#### WHAT TO PRODUCE
Find the string "screenshot" in the material. Copy every line that has it.

#### DATA
PR #1737, opened 2025-03-06
Reduce the number of duplicate kernel helpers generated

davidd-amd:
The current procedure for creating kernel helper objects is inefficient. In part, because they are created every time a solution is created. However, one kernel helper may map to many solutions so mapping kernel helper creation to the creation of a solution results in an operation where many helpers are created and then deduplicated. The problem with this approach is that it requires significant memory overhead and to a lesser degree runtime overhead.

Here we introduce an improved approach where solutions are created first and then used to create the kernel helper objects. To do so, a set of unique kernel helper object names is used to determine whether or not a kernel helper object should be initialized. Previously, a kernel helper name could not be computed without creating a kernel helper and modifying state. This PR adds new naming functions that do not require a kernel helper is created and do not modify state. 

| target | branch | build time (s)| RAM (GB) |
|--------|---------|---------------|------------|
| gfx90a | feature | 242 | 12 |
| gfx90a | develop | 342 | 17 |
| gfx942 | feature |  3151 |  46 |
| gfx942 | develop | 4873| 157  |


tensilelite/Tensile/KernelHelperNaming.py
```diff
@@ -0,0 +1,262 @@
...
+    ActivationFunction = 3
+    ActivationOnly = 4
+    Reduction = 5
+
+
+def conversionKernelObjectsNames(solution):
+  # need to check that the fields mutated in the the init function aren't used in the naming function
+  # e.g. usebias got set to zero if gradient which changes behavior of name function.
+  conversionKernelObjectsNames = []
+  load_vector_width = [1, 2] if solution["ProblemType"]["DataType"].isDouble() else [1, 2, 4]
```
bstefanuk: Use camelCase

tensilelite/Tensile/KernelHelperNaming.py
```diff
@@ -0,0 +1,262 @@
...
+  gsuList = [internalParameters["GlobalSplitUPGR"]]
+  if solution["GlobalSplitUAlgorithm"] == "SingleBuffer":
+    gsuList = [1]
+  elif solution["GlobalSplitUAlgorithm"] == "MultipleBufferSingleKernel":
+    return
```
bstefanuk, line 56: Empty early return.
Is this a bug? If not, how is it used?

tensilelite/Tensile/KernelHelperNaming.py
```diff
@@ -0,0 +1,262 @@
...
+    else:
+      conversionKernelObjectsNames.append(KernelWriterConversion._getKernelName(solution, vw))
+  return conversionKernelObjectsNames if conversionKernelObjectsNames else []
+
+
+def activationEnumHeaderObjectsNames(solution):
+  activationEnumHeaderObjectsNames = []
+  if solution["ProblemType"]["ActivationType"] in ['all', 'hipblaslt_all']:
+    activationEnumHeaderObjectsNames.append(KernelWriterActivationEnumHeader._getKernelName(solution))
+  return activationEnumHeaderObjectsNames
```
bstefanuk: This could be a one-liner
```suggestion
def activationEnumHeaderObjectsNames(solution):
  return [] if solution["ProblemType"]["ActivationType"] not in ['all', 'hipblaslt_all'] else [KernelWriterActivationEnumHeader._getKernelName(solution)]
```
edit: I see similar, but slightly more complex functions below that may not be oneline-able. If they can't all be made oneliners, then I support consistency, as it is coded now.

tensilelite/Tensile/KernelHelperNaming.py
```diff
@@ -0,0 +1,262 @@
...
+
+def reductionKernelObjectsNames(solution):
+  reductionKernelObjectsNames = []
+  if solution["ProblemType"]["Gradient"] and solution["ProblemType"]["UseBias"]:
+    for btype in solution["ProblemType"]["BiasDataTypeList"]:
+      reductionKernelObjectsNames.append(KernelWriterReduction._getKernelName(solution, btype))
+  return reductionKernelObjectsNames
+
+
+def betaOnlyKernelObjectsNames(solution):
```
bstefanuk: Could we drop "Objects" from these function names? It's verbose and repetitive when, afaict, these functions are generating "Kernel Names" in the conventional sense.

tensilelite/Tensile/KernelWriterConversion.py
```diff
@@ -785,6 +782,64 @@ def kernelBody(self):
...
+    indexChars = INDEX_CHARS
+    # C dimensions
+    name = "C"
+    for i in range(0, solution._state["ProblemType"]["NumIndicesC"]):
+      name += indexChars[i].lower()
+    name += "_"
+
+    # add input datatype into kernel name (the datatype of workspace)
+    inputTypeStr = DataType("I").toChar() if solution._state["ProblemType"]["DataType"].isInt8() or solution._state["ProblemType"]["DataType"].isInt32() else \
+                                  (DataType("D").toChar() if solution._state["ProblemType"]["DataType"].isDouble() else DataType("S").toChar())
```
bstefanuk: Couldn't we simply call `.toChar()` here? Constructing a `DataType` to call it's `.toChar()` method when we already have the DataType variant, seems odd.

tensilelite/Tensile/SolutionStructs/Solution.py
```diff
@@ -235,7 +235,7 @@ def __init__(
     )
     self._name = config["CustomKernelName"] if "CustomKernelName" in config and config["CustomKernelName"] else None
 
-    self.initHelperKernelObjects(targetIsas)
+    #self.initHelperKernelObjects(targetIsas)
```
bstefanuk: Delete

tensilelite/Tensile/KernelWriterActivationFunction.py
```diff
@@ -21,6 +21,7 @@
 ################################################################################
 
 from rocisa import rocIsa
+#from rocisa import fastdeepcopy as deepcopy
```
bstefanuk: Delete

tensilelite/Tensile/KernelWriterActivationEnumHeader.py
```diff
@@ -44,6 +44,12 @@ def __init__(self, state):
   def keys(self):
     return self.getKernelName()
 
+  @staticmethod
+  def _getKernelName(solution):
+    s = "Gradient" if solution._state["ProblemType"]["Gradient"] else ""
+    return "Tensile%sActivationEnum_%s"%(s,
+                                         solution._state["ProblemType"]["ActivationComputeDataType"].toChar())
```
bstefanuk: formatting
```suggestion
    return "Tensile%sActivationEnum_%s"%(s, solution._state["ProblemType"]["ActivationComputeDataType"].toChar())
```

tensilelite/Tensile/KernelHelperNaming.py
```diff
@@ -0,0 +1,262 @@
...
+    if kernelHelperType == KernelHelperEnum.ActivationEnumHeader:
+        return initActivationEnumHeaderObjects(solution)
+    if kernelHelperType == KernelHelperEnum.ActivationFunction:
+        return initActivationFunctionObjects(solution, cxxCompiler, isaInfoMap)
+    if kernelHelperType == KernelHelperEnum.ActivationOnly:
+        return initActivationOnlyKernelObjects(solution)
+    if kernelHelperType == KernelHelperEnum.Reduction:
+        return initReductionKernelObjects(solution)
+    else:
+        raise Exception("Failed to find kenerl helper type.")
```
bstefanuk:
```suggestion
        raise Exception("Failed to find kernel helper type.")
```

tensilelite/Tensile/KernelHelperNaming.py
```diff
@@ -0,0 +1,262 @@
...
+
+
+def initBetaOnlyKernelObjects(solution):
```
bstefanuk, line 140: What is the motivation to define these here rather than in their respective KernelWriter files?

tensilelite/Tensile/KernelWriterActivationEnumHeader.py
```diff
@@ -44,6 +44,12 @@ def __init__(self, state):
...
+
   def getKernelName(self):
     return "Tensile%sActivationEnum_%s"%(self.actGradientPrefix, \
                                          self.state["ProblemType"]["ActivationComputeDataType"].toChar())
```
bstefanuk: So there's a static private method `_getKernelName()` and a also a public method `getKernelName()`. Are they guaranteed to return the same results?

tensilelite/Tensile/KernelHelperNaming.py
```diff
@@ -0,0 +1,262 @@
...
+  if (solution["ActivationFused"] == False) and (solution["ProblemType"]["ActivationType"] != 'none'):
+    activationOnlyKernelObjectsNames.append(KernelWriterActivationOnly._getKernelName(solution))
+  return activationOnlyKernelObjectsNames
+
+
+def reductionKernelObjectsNames(solution):
+  reductionKernelObjectsNames = []
+  if solution["ProblemType"]["Gradient"] and solution["ProblemType"]["UseBias"]:
+    for btype in solution["ProblemType"]["BiasDataTypeList"]:
+      reductionKernelObjectsNames.append(KernelWriterReduction._getKernelName(solution, btype))
```
bstefanuk: I would say it's non-idiomatic to call privately marked methods like this from imported types. If this function were in the file where KernelWriterReduction is defined, this would be more appropriate. Or if all of the files were collected into a module so the underscore usage is "hidden".

Is the old `.getKernelName` function still needed on these types or can it be repurposed?

bstefanuk (commented):
Please add a description with build perf results.

Looking forward to this update!

tensilelite/Tensile/KernelHelperNaming.py
davidd-amd: Its a naming convention that was there before. I'm not particular.

tensilelite/Tensile/KernelHelperNaming.py
davidd-amd: These are free functions. They operate on solutions. I am not strongly opposed to it but I don't know that it adds considerable value.

tensilelite/Tensile/KernelWriterActivationEnumHeader.py
davidd-amd: If used consistently they are. Unfortunately I couldn't have a static method that has the same name. Using an `_` probably isn't the best convention. I will have to think about naming.

tensilelite/Tensile/KernelWriterActivationFunction.py
davidd-amd: I need to test using this copy vs the built in

tensilelite/Tensile/KernelWriterConversion.py
davidd-amd: Already have the DataType variant?

davidd-amd: These functions are nearly identical to the other name functions but they don't mutate and they do not refer to class state.

tensilelite/Tensile/KernelHelperNaming.py
davidd-amd: missing the list

KKyang (approved):

bstefanuk (approved):

PR #1741, opened 2025-03-07
solution proposed with small polish in client.cpp

amd-mgeorgie:
**Details:** There is a nested confusion for the default bias type (bias_type)  when I8II data format scheme is used

**Symptom:**

hipblaslt-bench client confuses the default bias type (bias_type) for I8II data format scheme
for 32-bit float (f32_r) instead of (i32_r) (c.f screenshot below, highlighted text)
image

**HOW TO REPRODUCE**

Run hipblaslt-bench for I8II kernel scheme
e.g. 
hipblaslt-bench --yaml ./bias_tests.yaml 
where 
bias_tests.yaml is a file with an exemplary test line as follows

- {function: matmul, transA: N, transB: N, a_type: i8_r, b_type: i8_r, c_type: i32_r, d_type: i32_r, scale_type: i32_r, compute_type: c_i32_r, bias_type: i32_r, M: 7, N: 16, K: 2048, ldc: 7, ldd: 7, lda: 7, ldb: 2048, initialization: rand_int, alpha: 1, beta: 1, iters: 406009, cold_iters: 406009}

**SOLUTION**
a solution is given for mixed default type in testing_matmul.hpp
a mild polishing is added in the helper, where additional optional data type added for i32_r
**VALIDATION**

image

### DIFF
--- a/clients/include/testing_matmul.hpp
+++ b/clients/include/testing_matmul.hpp
@@ -1056,8 +1056,10 @@ hipDataType derive_unset_bias_type(const Arguments& arg)
         {
             real_bias_type = arg.d_type;
         }
-    }
-
+    }     
+    else if(arg.compute_type == HIPBLAS_COMPUTE_32I && arg.bias_type == HIP_R_32F) //if bias_type equals to default (HIP_R_32_F)    
+         real_bias_type = HIP_R_32I; // default should be arg.d_type
+    
     if(supported_bias_types.count(real_bias_type) == 0)
         throw std::invalid_argument("Invalid bias type "
                                     + std::string(hip_datatype_to_string(real_bias_type)));
--- a/clients/benchmarks/client.cpp
+++ b/clients/benchmarks/client.cpp
@@ -419,15 +419,15 @@ try
 
         ("c_type",
          value<std::string>(&c_type), "Precision of matrix C. "
-         "Options: f32_r,f16_r,bf16_r,i8_r")
+         "Options: f32_r, f16_r, bf16_r, i8_r, i32_r")
 
         ("d_type",
          value<std::string>(&d_type), "Precision of matrix D. "
-        "Options: f32_r,f16_r,bf16_r,i8_r")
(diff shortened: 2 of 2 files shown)


KKyang:
The default bias for 32I should be 32F

clients/include/testing_matmul.hpp
```diff
@@ -1056,8 +1056,10 @@ hipDataType derive_unset_bias_type(const Arguments& arg)
         {
             real_bias_type = arg.d_type;
         }
-    }
-
+    }     
+    else if(arg.compute_type == HIPBLAS_COMPUTE_32I && arg.bias_type == HIP_R_32F) //if bias_type equals to default (HIP_R_32_F)    
+         real_bias_type = HIP_R_32I; // default should be arg.d_type
```
KKyang, line 1061: This is not correct for i32.

amd-mgeorgie: Ah, this answers so many questions :)
is this always the case for the compute_type == i32 ? (even if A, B are i8 ?)
If so, please reject the pull request :)

amd-mgeorgie: Just a short question? Is this in client.cpp misleading then for the bias_type?

"default(same with D type)"

Because d_type in the case of I8II is i32

amd-mgeorgie:
But in the KernelAssemblyWriter.py (c.f. screenshot below) there is an explicit condition that throws error if the bias_type for computing type of i32 is different from i32...which strongly implies that there is code confusion and
BTW, the bench works for both bias_types of  i32_r and f32_r....
Complicated :)

image

clients/include/testing_matmul.hpp
jichangjichang: yes, the default type is D but not for all datatype. ex: the default bias type of F8 gemm and I gemm are not D type.

jayhawk-commits:

PR #1753, opened 2025-03-11
Allow hipblaslt client build without Tensile

bstefanuk:
This PR adds the ability to build `hipblaslt-bench` and other clients, without having to rebuild tensilelite by providing a cmake customization point `-DTensile_SKIP_BUILD`. This customization point is toggled through the installation script via any of the flags `-n`, `--clients-only`, or `--no-tensile` (undocumented), which, for compatibility, has been repurposed from the previously broken implementation of `BUILD_WITH_TENSILE`.

**Results**
Given a prebuilt library, nominally under **./build/release/Tensile/library/**, build times for gfx90a and gfx942 are reduced to ~3 minutes. The following table demonstrates these results.

| Command                                             | Time        |
| --------------------------------------------------- | ----------- |
| `time ./install.sh -c -a gfx90a`                    | 10m22.137s   |
| `time ./install.sh -c -a gfx90a --prebuilt ./build` | 2m57.202s   |
| `time ./install.sh -c -a gfx942`                    | 105m18.830s |
| `time ./install.sh -c -a gfx942 --prebuilt ./build` | 2m56.004s   |

Documentation has been added to clients.rst to describe the new build option.


bstefanuk:
Draft will be removed after relevant documentation is added to the docs/clients.rst file.

docs/clients.rst
```diff
@@ -132,3 +132,20 @@ For more information, see command:
    --flush                            Flush icache, only works for gemm.
    --help |-h                         produces this help message
    --version <value>                  Prints the version number
+
+
+Building clients with prebuilt libraries
+========================================
+
+Sometimes it is desirable to build or re-build the clients without having to conduct a full build of the library. This can be done by adding the `--prebuilt <path>` option to the install script. For example, `./install.sh -c -a gfx942 --prebuilt /path/to/previous_build/release/Tensile/library` will build the clients using the prebuilt library at the specified path. Internally, this conducts two actions. First it sets the environment variable `HIPBLASLT_TENSILE_LIBPATH` to the provided path. Second, it passes the `-DTensile_PREBUILT_LIBRARY=ON` option to CMake. As such, if building hipBLASLt with CMake directly instead of through the install script is preferred, the same effect can be achieved with the following steps:
```
amd-jnovotny:
```suggestion
Sometimes it is desirable to build or rebuild the clients without having to conduct a full build of the library. This can be done by adding the ``--prebuilt <path>`` option to the install script. For example, ``./install.sh -c -a gfx942 --prebuilt /path/to/previous_build/release/Tensile/library`` will build the clients using the prebuilt library at the specified path. Internally, this conducts two actions. First, it sets the environment variable ``HIPBLASLT_TENSILE_LIBPATH`` to the provided path. Second, it passes the ``-DTensile_PREBUILT_LIBRARY=ON`` option to CMake. If you prefer to build hipBLASLt with CMake directly instead of through the install script, the same effect can be achieved with the following steps:
```

amd-jnovotny (dismissed):
Looks good overall, but code needs to be enclosed in double ticks.

docs/clients.rst
bstefanuk: Thank you @amd-jnovotny, the documentation has been updated according to your recommendations. Please mark as resolved if you are happy with the changes.

amd-jnovotny (dismissed):

install.sh
```diff
@@ -718,6 +723,16 @@ pushd .
     cmake_common_options="${cmake_common_options} -DBUILD_SHARED_LIBS=OFF"
   fi
 
+  # build with prebuilt Tensile libraries
+  if [[ -n "${build_prebuilt}" ]]; then
+    cmake_common_options="${cmake_common_options} -DTensile_PREBUILT_LIBRARY=ON"
+    # Check if HIPBLASLT_TENSILE_LIBPATH is set, if not, set it
+    if [[ -z "${HIPBLASLT_TENSILE_LIBPATH}" ]]; then
+      export HIPBLASLT_TENSILE_LIBPATH=${build_prebuilt}
+    fi
```
davidd-amd: Is there precedence for modifying users environment in the install script? I would rather not set a users environments like this. `HIPBLASLT_TENSILE_LIBPATH` is a runtime parameter so it can be set after building. I would like to warn that we are setting environment because it could cause confusion if they have subsequent builds and expect to use co files from the build dir.

bstefanuk: As a runtime parameter, you're right, it doesn't make much sense to be setting HIPBLASLT_TENSILE_LIBPATH here. I'll remove it. I notice as well that the user will be required to call hipblaslt-bench with the environment variable set. Otherwise, it doesn't find the required libraries, or worse, it finds the wrong libraries installed at /opt/rocm/lib.

Unless we update the tensile_host internals, the current invocation pattern is, for example,
```bash
HIPBLASLT_TENSILE_LIBPATH=/path/to/_saved_build/release/Tensile/library/ ./hipblaslt-bench --precision f32_r -v
```
If it's called without HIPBLASLT_TENSILE_LIBPATH, then the following output is provided.
```
rocblaslt info: HIPBLASLT_TENSILE_LIBPATH not set. Using /opt/rocm/lib

rocblaslt error: Cannot read /mnt/host/hipBLASLt/wk/bench-faster/build/release/library/../Tensile/library/TensileLibrary_lazy_gfx90a.dat: No such file or directory
```

davidd-amd: I think that is reasonable. If we do find them in /opt/rocm then it will run but we have provided a diagnostic. Hopefully it is not buried in other output.

bstefanuk:
Updated to develop. @stellaraccident I noticed you requested to review code changes related to CMake so I've added you as a reviewer. Your input is appreciated as well @bnemanich.

stellaraccident (approved):
Seems ok to me. I don't have an opinion on the install.sh as we never use that.

KKyang (approved):

KKyang:
The install.sh still removes the build folder, so we'll use cmake directly in build/relase, right?

jichangjichang (approved):

bstefanuk:
@KKyang Good point, let me clarify. If you need to rebuild the clients only, you'll have a couple options.

1. With install.sh, point to a new build directory with `--build_dir`.
2. As you correctly pointed out, yes, you could use cmake directly within build/release.
3. Move the build directory to a different name and re-run the install.sh command.

PR #1754, opened 2025-03-12
Perf: added new problem yaml and api overhead tracking

solaslin:
Resolve SWDEV-521447

- [x] Added api_overhead tracking
- [x] Added new matmul problem set yaml
- [x] Disable flush

#### Run method 1:
(After ./install.sh with client:)
`[repoFolder]/build/release/clients/staging/hipblaslt-api-overhead --cold_iters 10 --iters 1000`
to show on the screen like:

```
function,api_name,us/iter,best_us
------------------------------------
api_overhead,hipblasLtMatmulAlgoGetHeuristic,114.748415,104.525000
api_overhead,hipblasLtMatmul,9.120849,7.741000
api_overhead,hipblaslt_ext::algoGetHeuristic,109.551578,99.982000
api_overhead,hipblaslt_ext::getAllAlgos,114.286553,99.986000
api_overhead,hipblaslt_ext::getAlgosFromIndex,1.071942,0.680000
api_overhead,hipblaslt_ext::run,8.592682,4.713000

```

#### Run method 2:
(After ./install.sh with client:)
`[repoFolder]/clients/scripts/performance/hipblaslt-perf --suite api_overhead `
to print on screen and save to a csv file looks like:
image


clients/benchmarks/client_api_overhead.cpp
```diff
@@ -0,0 +1,872 @@
+/*******************************************************************************
+ *
+ * MIT License
+ *
+ * Copyright (C) 2022-2025 Advanced Micro Devices, Inc.
```
KKyang: 2025 only

clients/benchmarks/client_api_overhead.cpp
```diff
@@ -0,0 +1,872 @@
...
+                                                              matC,
+                                                              matD,
+                                                              pref,
+                                                              request_solutions,
+                                                              heuristicResult,
+                                                              &returnedAlgoCount));
+
+        if(returnedAlgoCount == 0)
+        {
+            std::cerr << "No valid solution found!" << std::endl;
```
jichangjichang, line 336: free allocated memory before return

clients/benchmarks/client_api_overhead.cpp
```diff
@@ -0,0 +1,872 @@
...
+
+#include <chrono>
+#include <hip/hip_runtime.h>
+#include <hipblaslt/hipblaslt-ext.hpp>
+#include <hipblaslt/hipblaslt.h>
+#include <iostream>
+
+#include "helper.h"
+
+using clock_point  = std::chrono::time_point<std::chrono::steady_clock>;
```
KKyang, line 35: Should we have both GPU time and CPU time?

solaslin: But this "api_overhead" is focusing on the cpu time spent on purely calling this API [from call->return]
GPU time could be related a lot such as size (mempcy), so we are just measuring the cpu time for each duration of the "API-Start-End"
@jichangjichang  how do you think ?

clients/benchmarks/client_api_overhead.cpp
solaslin: done

clients/benchmarks/client_api_overhead.cpp
solaslin: done

hcman2 (approved):

KKyang (approved):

#### RESULT OF THE TASK
for 32-bit float (f32_r) instead of (i32_r) (c.f screenshot below, highlighted text)
But in the KernelAssemblyWriter.py (c.f. screenshot below) there is an explicit condition that throws error if the bias_type for computing type of i32 is different from i32...which strongly implies that there is code confusion and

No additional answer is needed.